Nous avons déjà cité tout à l'heure un proverbe de la vieille France. Un autre, familier à l'ancienne noblesse, disait : « Nous venons tous de la charrue. » Que chaque capitaliste songe à ses origines ou à celles de sa famille. Il sentira combien le plus riche est près de ceux qui ne possèdent rien. Ce n'est pas notre rôle de moraliser sur les devoirs de la richesse. Mais il n'est pas mauvais, même pour gérer et conserver sa fortune, de savoir qu'elle a des collaborateurs obscurs, peu favorisés, dans les rangs desquels on aurait pu naître et où retourneront peut-être les descendants de ceux qui possèdent aujourd'hui, comme tant de familles, riches autrefois, ont elles-mêmes déchu.

C'est un métier, somme toute, d'être capitaliste. Et ce métier exige des qualités, lui aussi. Une fortune ne se garde que par les moyens qui l'ont formée : le travail et l'économie. Il y faut encore de la prévoyance, de la réflexion, de l'étude. Les chapitres qui suivent constituent un guide méthodique pour la conservation des patrimoines, qui sont une des forces de la nation. Le devoir de quiconque a créé ou reçu le sien est de le transmettre intact et même accru à ses successeurs. Les anciens avaient coutume de dire que ce n'est pas une honte d'être pauvre mais qu'il est honteux de ne pas aspirer à sortir de la pauvreté. Il est encore plus honteux, et sans profit pour la collectivité, de se laisser appauvrir par ignorance, insouciance ou paresse d'esprit.

CHAPITRE II

LE PRINCIPE DE LA DIVISION GÉOGRAPHIQUE DES PLACEMENTS, QUI S'EST MONTRÉ INSUFFISANT, DOIT ÊTRE COMPLÉTÉ PAR UN AUTRE PRINCIPE

La division des risques est une précaution élémentaire. — L'écueil c'est qu'elle tourne parfois à la multiplication des risques. — Exemples malheureux de dissémination des capitaux. — Nécessité de précautions supplémentaires. — Valeurs solides et réelles sur lesquelles doit reposer une fortune. — Les biens-fonds réhabilités. — Gages à exiger des valeurs mobilières. — Le remboursement prochain du capital est la clause essentielle de tout prêt d'argent. — Application de ce principe aux placements mobiliers et avantages qu'il comporte. — Règles pratiques à en tirer.

On a toujours su qu'il n'était pas bon de mettre tous ses œufs dans le même panier. Mais le principe de la division des risques a pu être appliqué avec une facilité inconnue au temps jadis dès que la diffusion des valeurs mobilières eut permis de placer de l'argent dans les quatre parties du monde, par un simple ordre d'achat donné à la Bourse. Diversifiez, internationalisez vos placements : tel est le conseil qui a été prodigué avant la guerre, et, en lui-même, il était bon.
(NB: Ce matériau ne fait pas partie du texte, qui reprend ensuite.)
PR #705, opened 2023-04-11
Add payment request fields for payment requests

subarashii-huch09:
The `barcodeType` and `collectionId` fields have been added to the create payment request endpoint as part of the requirements for implementing digital token redemption. Since we use the public API endpoint `POST /api/payment-requests`, the API documentation needs to be updated to reflect these changes.
[Notion Link ](https://www.notion.so/centrapay/Add-collectionId-barcodeType-fields-to-the-create-payment-request-endpoint-5ce079019cb049778e5de05f52d8bcea?pvs=4)

The API Design doc in Notion is also updated. Here is the [link](https://www.notion.so/centrapay/Create-Payment-Request-7bd0d884c5414823a89cdad9fed60da9?pvs=4#81ffb5f26dc04476a46d8c975c7fe658)

PR #708, opened 2023-04-13
Update payment request fields for payment requests

subarashii-huch09:
This pull request is a follow-up based on further [feedback ](https://github.com/centrapay/centrapay-docs/commit/4631bdb2a35fa3026c09854703301968713a496b) from this PR (#705) 

The following changes have been made to this pull request:

- The description of `barcodeType` has been updated.
- The value of `barcodeType` has been changed to 'ticketek'.
- An example of creating a payment request with `barcode`, `barcodeType`, and `collectionId` has been added.
- A typo has been fixed. There was an extra **|** in the optional field table, which caused the table to have an additional column that does not conform to the correct format. ( view the screenshot below)
Screenshot 2023-04-13 at 3 11 48 PM


Ray2126 (approved):
Nice work, this is looking good!

PR #713, opened 2023-04-17
Move main content in base layout out of vue component

IsaacMurtagh:
Removing app shell and instead having the main content inside the base layout. This way the main content does not need JS to load the content - should have some performance benefits as Astro recommends only wrapping components in vue if necessary to keep things fast. https://docs.astro.build/en/concepts/islands/


IsaacMurtagh:
Preview: http://centrapay-docs.dev.s3-website-ap-southeast-1.amazonaws.com/

tom-blake:
@IsaacMurtagh It doesn't look like the bug is fixed when I look at the preview. I'm also not a fan of the approach of just wrapping Vue components - it's adding complexity to the codebase without understanding the root cause of the issue 🤔 

I think our disclosure state logic may be worth looking into 👀

IsaacMurtagh:
> @IsaacMurtagh It doesn't look like the bug is fixed when I look at the preview. I'm also not a fan of the approach of just wrapping Vue components - it's adding complexity to the codebase without understanding the root cause of the issue 🤔
> 
> I think our disclosure state logic may be worth looking into 👀

Thanks, I'll look into the disclosure to fix this.

Regarding the app shell being an Astro component and wrapping the rest as a Vue component - I think this is correct.
How it is being done before this change the main content is a slot inside the app shell which requires javascript. This change would make it so only the siblings of the main content would need JS to load.

IsaacMurtagh:
> > @IsaacMurtagh It doesn't look like the bug is fixed when I look at the preview. I'm also not a fan of the approach of just wrapping Vue components - it's adding complexity to the codebase without understanding the root cause of the issue 🤔
> > I think our disclosure state logic may be worth looking into 👀
> 
> Thanks, I'll look into the disclosure to fix this.
> 
> Regarding the app shell being an Astro component and wrapping the rest as a Vue component - I think this is correct. How it is being done before this change the main content is a slot inside the app shell which requires javascript. This change would make it so only the siblings of the main content would need JS to load.

Or an alternative approach would be to remove the app shell completely and have the basic layout responsible for the main content. One less layer to think of.

PR #714, opened 2023-04-18
Add TOKEN_COLLECTION_NOT_FOUND error response

subarashii-huch09:
As part of implementing create a payment with Ticketek ticket/barcode and to enhance the handling of invalid token collections, this pull request adds a new error response named `TOKEN_COLLECTION_INVALID` to the error response table. This update aims to offer clear and concise information to users whenever this particular error arises.
<br> 
Screenshot 2023-04-18 at 2 58 25 PM

### DIFF
--- a/legacy/src/api/payment-requests/payment-requests.md
+++ b/legacy/src/api/payment-requests/payment-requests.md
@@ -496,7 +496,7 @@ Payment Activities are created when a Payment Request has been **created**, **pa
 | 400    | {% break _ CHECKSUM_FAILED %}              | Luhn checksum digit doesn't pass.                                                                         |
 | 403    | {% break _ PATRON_CODE_INVALID %}          | Patron Code doesn't exist or has expired.                                                                 |
 | 403    | {% break _ NO_AVAILABLE_PAYMENT_OPTIONS %} | No payment options match the requested payment parameters.                                                |
-| 403    | {% break _ TOKEN_COLLECTION_INVALID %}     | Either the `collectionId` is not configured with the provided token collection or the token collection does not exist.                                                                      |
+| 403    | {% break _ TOKEN_COLLECTION_NOT_FOUND %}   | The token collection does not exist.                                                                      |
 
 <a name="get-payment-request"></a>
 ### Get a Payment Request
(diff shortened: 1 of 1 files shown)


legacy/src/api/payment-requests/payment-requests.md
```diff
@@ -496,6 +496,7 @@ Payment Activities are created when a Payment Request has been **created**, **pa
 | 400    | {% break _ CHECKSUM_FAILED %}              | Luhn checksum digit doesn't pass.                                                                         |
 | 403    | {% break _ PATRON_CODE_INVALID %}          | Patron Code doesn't exist or has expired.                                                                 |
 | 403    | {% break _ NO_AVAILABLE_PAYMENT_OPTIONS %} | No payment options match the requested payment parameters.                                                |
+| 403    | {% break _ TOKEN_COLLECTION_INVALID %}     | Either the `collectionId` is not configured with the provided token collection or the token collection does not exist.                                                                      |
```
Ray2126, line 499: What does "the `collectionId` is not configured with the provided token collection" mean?

Now that I think about it, the only reason we throw this error is because the corresponding token collection does not exist. Therefore, I think the error should be `TOKEN_COLLECTION_NOT_FOUND`

Ray2126 (changes requested):

legacy/src/api/payment-requests/payment-requests.md
subarashii-huch09: I like the new error name `TOKEN_COLLECTION_NOT_FOUND`

The reason for "the `collectionId` is not configured with the provided token collection" is that there might be a scenario where the collectionId is valid but hasn't yet been set up/configured to a token collection.

 I agreed that we could implement this later and we will focus on `TOKEN_COLLECTION_NOT_FOUND` with the description of 'The token collection does not exist.' 👍

Ray2126 (approved):

Ray2126:
Let's change the title as the error message has changed :)

subarashii-huch09:
> Let's change the title as the error message has changed :)

Great spotting! Have fixed it now. Thanks :)

PR #715, opened 2023-04-18
Use current state of nav disclosure as source of open state

IsaacMurtagh:
This fixes the bug where the site nav disclosure was not opening when pressing it for the first time on load.
This occurred because the state of the nav was open when reading from the local storage however it was not reflecting this visually as the calculation occurred before the component was mounted if read from local storage.

This change fixes this by reading the local storage inside the onMounted lifecycle hook.

### DIFF
--- a/src/components/SiteNavigationDisclosure.vue
+++ b/src/components/SiteNavigationDisclosure.vue
@@ -73,7 +73,7 @@
 </template>
 
 <script setup>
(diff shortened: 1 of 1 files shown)


IsaacMurtagh:
Preview: http://centrapay-docs.dev.s3-website-ap-southeast-1.amazonaws.com/

laurencemcknight (approved):

PR #716, opened 2023-04-18
Define order of side bar headings

laurencemcknight:
Matthias has requested that "Centrapay Experiences" should be the first heading under "Reference" in the side bar.
This change allows side bar headings to be re-ordered, so that "Centrapay Experiences" can be moved to the top.

Testing:
Assert that "Centrapay Experiences" is the first heading under "Reference" in the side bar.
Assert that all other headings still appear and perform correctly when clicked.

### DIFF
--- a/src/utils/Navigation.js
+++ b/src/utils/Navigation.js
@@ -13,13 +13,20 @@ class Navigation {
           title: 'Reference',
           to: '/reference',
           icon: 'Receipt',
-          children: [],
+          children: [
+            { title: 'Centrapay Experiences', children: [] },
+            { title: 'Digital Assets', children: [] },
+            { title: 'App Integrations', children: [] },
+            { title: 'Merchant Integrations', children: [] },
+          ],
         },
         {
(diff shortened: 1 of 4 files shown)


src/utils/Navigation.js
```diff
@@ -13,13 +13,20 @@ class Navigation {
...
+            { title: 'Merchant Integrations', children: [] },
+          ],
         },
         {
           title: 'Connections',
           to: '/connections',
           icon: 'Connections',
-          children: [],
+          children: [
+            { title: 'Farmlands', to: '/connections/farmlands', children: [] },
```
laurencemcknight, line 28: A consequence of this change is that if we want clicking on a heading to route to a page that is not the first page in the heading, we have to explicitly define that page's route here.
I don't think this is an issue as we are heading towards defining the navigation structure more explicitly anyway.

daallen303: Isn't that already the behavior that exists?

PR #916, opened 2017-06-23
Adds _stylesheet to the resources to be generated.

### LINKED ISSUE #888: administrate:views:layout task doesn't generate stylesheet partial
I'm using 0.7.0. The `administrate:views:layout` task doesn't generate `app/views/admin/application/_stylesheet.html.erb` file.

nickcharlton:
This produces a file like the following:

    <%#
    # Stylesheet Partial

    This partial imports the necessary stylesheets on each page.
    By default, it includes the application CSS,
    but each page can define additional CSS sources
    by providing a `content_for(:stylesheet)` block.
    %>

    <% Administrate::Engine.stylesheets.each do |css_path| %>
      <%= stylesheet_link_tag css_path %>
    <% end %>

    <%= yield :stylesheet %>

In `app/views/admin/application/_stylesheet.html.erb`. Fixes #888.

### DIFF
--- a/lib/generators/administrate/views/layout_generator.rb
+++ b/lib/generators/administrate/views/layout_generator.rb
@@ -13,6 +13,7 @@ module Administrate
           )
 
           call_generator("administrate:views:navigation")
+          copy_resource_template("_stylesheet")
           copy_resource_template("_javascript")
           copy_resource_template("_flashes")
         end


professorNim:
@nickcharlton not sure if this is intentional, but are you rendering the stylesheet outside of turbolinks on purpose?

nickcharlton:
@professorNim There's no direct dependency on turbolinks, as we've tried to keep the dependencies small.

MyklClason:
Not related to this, but I wanted to override the layout and found that using `layout :application` and adding:

```
<% Administrate::Engine.stylesheets.each do |css_path| %>
  <%= stylesheet_link_tag css_path %>
<% end %>
```

to the `layouts/application.html.erb` (before the application layouts are loaded so they can be overrode) to work like a charm. As changing the layout messes up the style sheets. So kudos for this.

PR #785, opened 2017-03-17
Add translations for additional strings

buren:
This replaces #478. I had to do this since I removed my fork of administrate while that PR has been open and forking it again didn't "reattach" it to my fork.

PR #918, opened 2017-06-26
Use `display_resource_name` helper in page header

bronislav:
This is one of the steps to reuse i18n everywhere.


bronislav:
This is partial duplicate of #785

PR #920, opened 2017-07-02
Remove NameError rescue in page base

### LINKED ISSUE #480: NoMethodError is silently ignored
Following a previous issue, I added a custom field to my model:

``` ruby
class CurrencyCard < ActiveRecord::Base
  def value
    Money.from_amout(available, currency)
  end
end
```

The above code has a typo. the method's name should be `from_amount` and not `from_amout`.
But the gem is swallowing the error in this rescue: https://github.com/thoughtbot/administrate/commit/351f80ba9668fa59d2d69208a8071b89f428d63f#diff-1524c94a187c1ab4bf8c2aeceebbbc35R25

I get a `NoMethodError` exception, which is a descendant of `NameError.`
So instead of the actual error, I get a `private method 'format' called for nil:NilClass`, because an unexpected `nil` ended up in the view

The commit I referenced adds this to deal with polymorphic associations.
I couldn't find any tests dealing with that particular `rescue`, so I'm not having a lot of luck in fixing this myself

ndrluis:
Fixes #480


ndrluis:
The rescue statement generates a false positive on payments feature specs, the timestamps migrations are created to fix this.

nickcharlton:
This looks good! Could I get you to fix the Hound comment above?

pablobm:
Stale :-( Happy to see this reopen if someone wants to take over.

pablobm:
Actually, I thought better of this one. I'm going to try see it through.

wkirby:
This PR appears to break any support for virtual fields by enforcing the the resource _must_ define a method to respond to all keys in the `Dashboard` class. Maybe this is the desired behavior, but the following use case was possible in `0.12.0`, and was very useful:

```ruby
class ReportDashboard < Administrate::BaseDashboard
  ATTRIBUTE_TYPES = {
    id: Field::Number,
    filename: Field::String,
    mimetype: Field::String,
    s3_key: Field::String,
    download: S3DownloadField.with_options({ download_path: :download_lab_report_path }),
    page_count: Field::Number,
    created_at: Field::DateTime,
    updated_at: Field::DateTime
  }.freeze

  COLLECTION_ATTRIBUTES = [
    :id,
    :filename,
    :download,
    :mimetype,
    :created_at
  ].freeze

  SHOW_PAGE_ATTRIBUTES = [
    :id,
    :download,
    :filename,
    :mimetype,
    :s3_key,
    :page_count,
    :created_at,
    :updated_at
  ].freeze

  FORM_ATTRIBUTES = [
    :lab,
    :filename,
    :mimetype,
    :s3_key,
    :page_count
  ].freeze
end
```

```ruby
class S3DownloadField < Administrate::Field::Base
  def to_s
    data
  end

  def downloadable?
    options.key?(:download_path)
  end

  def destroyable?
    options.key?(:destroy_path)
  end

  def destroy_path(field, attachment)
    path_helper(:destroy_path, field, attachment)
  end

  def download_path(field, attachment)
    path_helper(:download_path, field, attachment)
  end

  private

  def path_helper(key, field, _attachment)
    path_helper = options.fetch(key)
    Rails.application.routes.url_helpers.send(path_helper, field.resource)
  end
end
```

This allowed us to inject a download link for our S3 resource _without_ editing the underlying views, or modifying the display for any of the actual attributes.

Is there any advice on how to fix this _without_ defining useless methods on our models?

sedubois:
@wkirby I also filed regressions from this PR here:
https://github.com/thoughtbot/administrate/issues/1570

pablobm:
@wkirby - Thank you for your report. I have filed a separate issue at https://github.com/thoughtbot/administrate/issues/1586

PR #921, opened 2017-07-04
Allow sorting by specified 'order' option

jondkinney:
I'm sure this code could be cleaned up, and there are likely edge cases, but I wanted to get this out here to start a discussion as to whether or not people would find this useful? Here are my two use cases: 

1. I want to present one of the attributes differently so I create a new method on the model called, for example, `display_phone`, where I do some formatting of the sanitized stored phone number data. The problem is that once I do that, I can't sort by that filed because the db only knows about `phone` not `display_phone`. With this change I can specify an `order: 'phone'` option to the `display_phone` field on the dashboard and allow that pretty displayed data to be sorted by its underlying db column. 

        phone: Field::String,
        display_phone: Field::String.with_options(
          searchable: false,
          order: 'phone',
        ),

1. I am displaying a list of Clinics that belong to an Organization and I would like to be able to sort the clinic list by this associated model's `name` field. By allowing `order: 'organization.name'` to be specified, we can detect that we're sorting across a join table with the presence of a `.` and join to that table and order by the specified attribute. One trick/bummer here is that with this implementation, we need to leave the plurality of the join table name to be specified by the user. So in this case with a Clinic#index view where a Clinic belongs to an Organization it'd be a singular `organization.name` specified.

        organization: Field::BelongsTo.with_options(
          order: 'organization.name',
        ),

### DIFF
--- a/lib/generators/administrate/views/layout_generator.rb
+++ b/lib/generators/administrate/views/layout_generator.rb
@@ -13,6 +13,7 @@ module Administrate
           )
 
           call_generator("administrate:views:navigation")
+          copy_resource_template("_stylesheet")
           copy_resource_template("_javascript")
           copy_resource_template("_flashes")
         end


jondkinney:
The specs that are failing on circle do not fail for me locally. Not sure what's up with that.

PR #923, opened 2017-07-04
Fix 'found unpermitted param orders' dynamically

jondkinney:
Hard coding `:orders` here gets the tests to pass, but is naive. Unless the intention is to override the `sanitized_order_params` for each app in the `admin/application_controller.rb` file and manually specify every new resource that is added?

Instead, what is working for me is a dynamic list of any possible `has_many` resource names in the system as shown in this PR. Lack of specifying these permitted params will result in the following error messages.

`ActionController::UnpermittedParameters in Admin::Customers#show`

`found unpermitted parameter: :orders`


nickcharlton:
This looks good! Do you think there's a way we can write a spec for this?

jondkinney:
There are existing tests that check whether or not the `:orders` param is allowed. If you remove this code some specs will fail. Are you looking for something that more directly tests this implementation?

nickcharlton:
Yeah, I'd like to see something which fails without us providing `resources` like is done here.

jondkinney:
@nickcharlton a tests already exists that will fail. Without `:orders` hard coded, and without the splatting of the resources the following failure occurs

`rspec ./spec/features/show_page_spec.rb:26`

```
     ActionView::Template::Error:
       found unpermitted parameter: :orders
```

With the dynamically provided splatted resource names, it's all green. So I think we're good? Thanks!

nickcharlton:
I think that we should test the implementation in some form of unit test and not rely on the feature spec to catch it.

There's already an existing helper spec in: `spec/helpers/administrate/application_helper_spec.rb`, which would be a great place to start in.

jondkinney:
@nickcharlton I'll be revisiting this soon. I have a few PRs that I'll get tidy'd up either this weekend or next week.

nickcharlton:
@jondkinney, is this something you'd be able to look at again?

pablobm:

PR #924, opened 2017-07-04
Replace dashboard_class method with a delegate

pusewicz:
@nickcharlton as per #914–`dashboard_class` is a method on the `resource_resolver`, so we can delegate to that object instead of defining another method.

### DIFF
--- a/app/controllers/administrate/application_controller.rb
+++ b/app/controllers/administrate/application_controller.rb
@@ -123,7 +123,8 @@ module Administrate
         permit(dashboard.permitted_attributes)
     end
 
-    delegate :dashboard_class, :resource_class, :resource_name, :namespace, to: :resource_resolver
+    delegate :dashboard_class, :resource_class, :resource_name, :namespace,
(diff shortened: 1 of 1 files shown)


app/controllers/administrate/application_controller.rb
```diff
@@ -123,14 +123,10 @@ def resource_params
         permit(dashboard.permitted_attributes)
     end
 
-    delegate :resource_class, :resource_name, :namespace, to: :resource_resolver
+    delegate :dashboard_class, :resource_class, :resource_name, :namespace, to: :resource_resolver
```
pusewicz: Should I split it into multiple lines?

nickcharlton: Yes.

nickcharlton:
This looks great! Once the style comment is resolved, I'll go ahead and merge it.

pusewicz:
@nickcharlton Updated!

nickcharlton:
Great thanks! Merging!

PR #926, opened 2017-07-06
Accepts string instead of symbol on order

### LINKED ISSUE #341: Suggestion: Allowing ordering to accept more options
I have to order the index page by default by an attribute `quality`, which can be `NULL` or any value from 0 to 10.

``` ruby
module Admin
  class OrganizationsController < Admin::ApplicationController

    private

    def order
      @_order ||= if params[:order]
        Administrate::Order.new(params[:order], params[:direction])
      else
        Administrate::Order.new('quality', 'desc NULLS last')
      end
    end
  end
end
```

If I order with `desc` (highest quality first), `NULL`'s will come first. Postgres has a nice syntax to control whether `NULL`'s should come first or not: `Organization.all.order('quality DESC NULLS last')`.

However, I can't use the code posted above because AR is not aware of this Postgres syntax when attribute and order is passed in as a key / value like so: https://github.com/thoughtbot/administrate/blob/master/lib/administrate/order.rb#L10. I get the following error: `Direction "desc NULLS last" is invalid. Valid directions are: [:asc, :desc, :ASC, :DESC, "asc", "desc", "ASC", "DESC"]`

However, if we changed this line to accept any SQL ordering (without AR validating it), it would work: `relation.order("#{attribute} #{direction}")`

ndrluis:
This makes custom ordering possible

E.g.

 Administrate::Order.new('quality', 'desc NULLS last')

Fixes #341

### DIFF
--- a/spec/lib/administrate/order_spec.rb
+++ b/spec/lib/administrate/order_spec.rb
@@ -36,7 +36,7 @@ describe Administrate::Order do
 
         ordered = order.apply(relation)
 
-        expect(relation).to have_received(:order).with(name: :asc)
+        expect(relation).to have_received(:order).with("name asc")
         expect(ordered).to eq(relation)
       end
 
@@ -47,7 +47,7 @@ describe Administrate::Order do
 
         ordered = order.apply(relation)
 
-        expect(relation).to have_received(:order).with(name: :desc)
+        expect(relation).to have_received(:order).with("name desc")
         expect(ordered).to eq(relation)
       end
     end
--- a/lib/administrate/order.rb
+++ b/lib/administrate/order.rb
@@ -7,7 +7,7 @@ module Administrate
 
     def apply(relation)
       if relation.columns_hash.keys.include?(attribute.to_s)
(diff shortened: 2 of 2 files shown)


spec/lib/administrate/order_spec.rb
```diff
@@ -36,7 +36,7 @@
 
         ordered = order.apply(relation)
 
-        expect(relation).to have_received(:order).with(name: :asc)
+        expect(relation).to have_received(:order).with("name asc")
```
nickcharlton: Do you think there would be any value in testing for both sorts? (i.e.: string _and_ symbols)

ndrluis: I think that would be redundant

nickcharlton: Yeah, I think I'm with you on that. I was curious to see if we were testing the old option as well as the new, but I think we're good.

nickcharlton:
Thanks @ndrluis! Merging away.

PR #927, opened 2017-07-07
Fix specs with Rails 4.2

odlp:
Via this [`rspec-rails` issue](https://github.com/rspec/rspec-rails/issues/1644), I discovered [this issue](https://github.com/rails/rails-controller-testing/issues/24) where `rails-controller-testing` is breaking URL helpers in view tests.

This was [fixed](https://github.com/rails/rails-controller-testing/commit/e56cee404a67a812514e95f92282632ada1912e9) in `rails-controller-testing` v1.0.2 but unfortunately we can't use this in the `rails42.gemfile` because the v1.0.2 version depends on ActionView / ActionPack at v5.x.

Removing the `rails-controller-testing` gem and rewriting the two affected specs which used `assert_render_template` fixed the failures on my machine.

### DIFF
--- a/Gemfile
+++ b/Gemfile
@@ -28,7 +28,6 @@ group :test do
   gem "formulaic"
   gem "launchy"
   gem "poltergeist"
-  gem "rails-controller-testing"
   gem "shoulda-matchers", "~> 2.8.0", require: false
   gem "timecop"
   gem "webmock"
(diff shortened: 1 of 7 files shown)


nickcharlton:
Thanks! This has been bugging me for ages!

PR #928, opened 2017-07-09
Fix partial name in view customization docs

carlosramireziii:
The docs for customizing page views was referencing the wrong partial name for the index view's collection.


nickcharlton:
Thanks @carlosramireziii!

PR #931, opened 2017-07-14
Date and Time fields

bronislav:
This adds date and time fields. #741

Continuation of #757


spec/example_app/db/migrate/20170224010823_add_birthdate_to_customer.rb
```diff
@@ -0,0 +1,5 @@
+class AddBirthdateToCustomer < ActiveRecord::Migration[4.2]
```
nickcharlton: Could you set the migration to `5.1`? We've been doing that for recent migrations.

spec/example_app/db/migrate/20170224024549_add_example_time_to_customer.rb
```diff
@@ -0,0 +1,5 @@
+class AddExampleTimeToCustomer < ActiveRecord::Migration[4.2]
+  def change
+    add_column :customers, :example_time, :time
```
nickcharlton: What do you think about doing `birth_date` and `birth_time` to be consistent?

(It's the closest I can think which might make sense and avoid us having an `example_time` field.)

spec/lib/fields/date_spec.rb
```diff
@@ -0,0 +1,48 @@
+require "rails_helper"
+require "administrate/field/date"
+# require "support/field_matchers"
```
nickcharlton: Could we lose this comment?

nickcharlton:
This is looking good! Do you think you'd also be able to contribute some docs, too? We've got a list of included fields which this should be part of in `docs/customizing_dashboards.md`.

bronislav:
@nickcharlton Sure. I will update docs

There is still one failing spec with which I'm fighting. It's related to the timezone handling. I plan to fix it this weekend.

bronislav:
@nickcharlton I've added fields to the docs, but there is still one issue with date picker. Datepicker tries to show time in the local timezone when original value is in UTC.

nickcharlton:
Is that because the time being stored doesn't have a time zone, or is it losing the timezone? Or, is it just doing the Rails thing of assuming you'd want it in a local time?

I think as a user I'd expect it to display in the same way I'd stored it, but that makes it difficult if we're not storing that data.

bronislav:
@nickcharlton We are storing it in the UTC and display on the form in the UTC. But, datetime_picker shows it in the local timezone, which brings inconsistency.

From my perspective, I'd say that we don't need to save timezone and show exactly save value as saved. I wasn't managed to configure datetime_picker to not add timezone to the value. Still trying.

bronislav:
@nickcharlton I won't work on this in the nearest feature. I don't use Rails for a while now. If anyone would like to take ownership on this or feel free to just close it.

Issue #932, opened 2017-07-14
Normalize asset file not included in gem


gchaturvedi:
Since the change to put the normalize css file in the assets subdirectory, the asset isn't included in the gem.  It has to be manually added into your own Rails app under vendor.

tysongach:
Yep, I’m seeing the same thing. This PR is relevant: https://github.com/thoughtbot/administrate/pull/882

![localhost-5000- laptop with hidpi screen](https://user-images.githubusercontent.com/903327/28217939-f9f97e94-6884-11e7-9f8b-14593a22261b.png)

dsolomadin:
@nickcharlton would be really nice if you could follow up with new release

tysongach:
@dsolomadin We will; only been 10 minutes ;)

dsolomadin:
cool, no pressure guys 😄

nickcharlton:
I released 0.8.1 which fixes this: https://github.com/thoughtbot/administrate/releases/tag/v0.8.1

PR #935, opened 2017-07-14
Move normalize.css out of vendor

tysongach:
Having this in vendor resulted in an importing error.

Fixes https://github.com/thoughtbot/administrate/issues/932

I tested this locally with [Hound](https://houndci.com/) by pointing it to this branch and it appears to have fixed the problem.


nickcharlton:
Thanks @tysongach!

gchaturvedi:
Wow, thank you for addressing this so quickly.  Much appreciated.

PR #936, opened 2017-07-15
Refactor: Extract Search::Query object

koppen:
This is a step towards making it easier to integrate the solution built by @nando in #276.

Adding collection scopes/filters means we need to add more involved search query parsing; this pull request gives us a place for that, instead of cluttering the `Administrate::Search` class with string-parsing capabilities.

This pull request changes no public behaviours.


koppen:
The changes here are included in #947, which is the pull request they were made for. Closing this one.

PR #480, opened 2025-04-07
Install cmake<4 in github workflow

nhuet:
Some github runners embed now a cmake>=4.0 which is not yet compatible with the cmake files. So we freeze it to the previous version (3.31.6) thanks to a dedicated github action.

See the issue and the workaround here: https://github.com/actions/runner-images/issues/11926#issuecomment-2779500114


fteicht (approved):
Thanks a lot @nhuet !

Seulement, il ne fallait pas courir au-devant des risques sous prétexte de les diviser. Un rentier qui aurait eu en portefeuille, il y a une douzaine d'années, des valeurs russes, austro-hongroises et mexicaines, se serait cru garanti par cette variété contre les accidents qui pouvaient l'atteindre d'autre part. En réalité, il fût allé lui-même chercher sa perte. Au temps où le Mexique était bien gouverné, où les Empires de Russie et d'Autriche se présentaient comme des édifices solides, des économistes expérimentés n'hésitaient pas à recommander comme sûres et avantageuses les valeurs de ces pays. On voit pourtant ce qu'il en est advenu.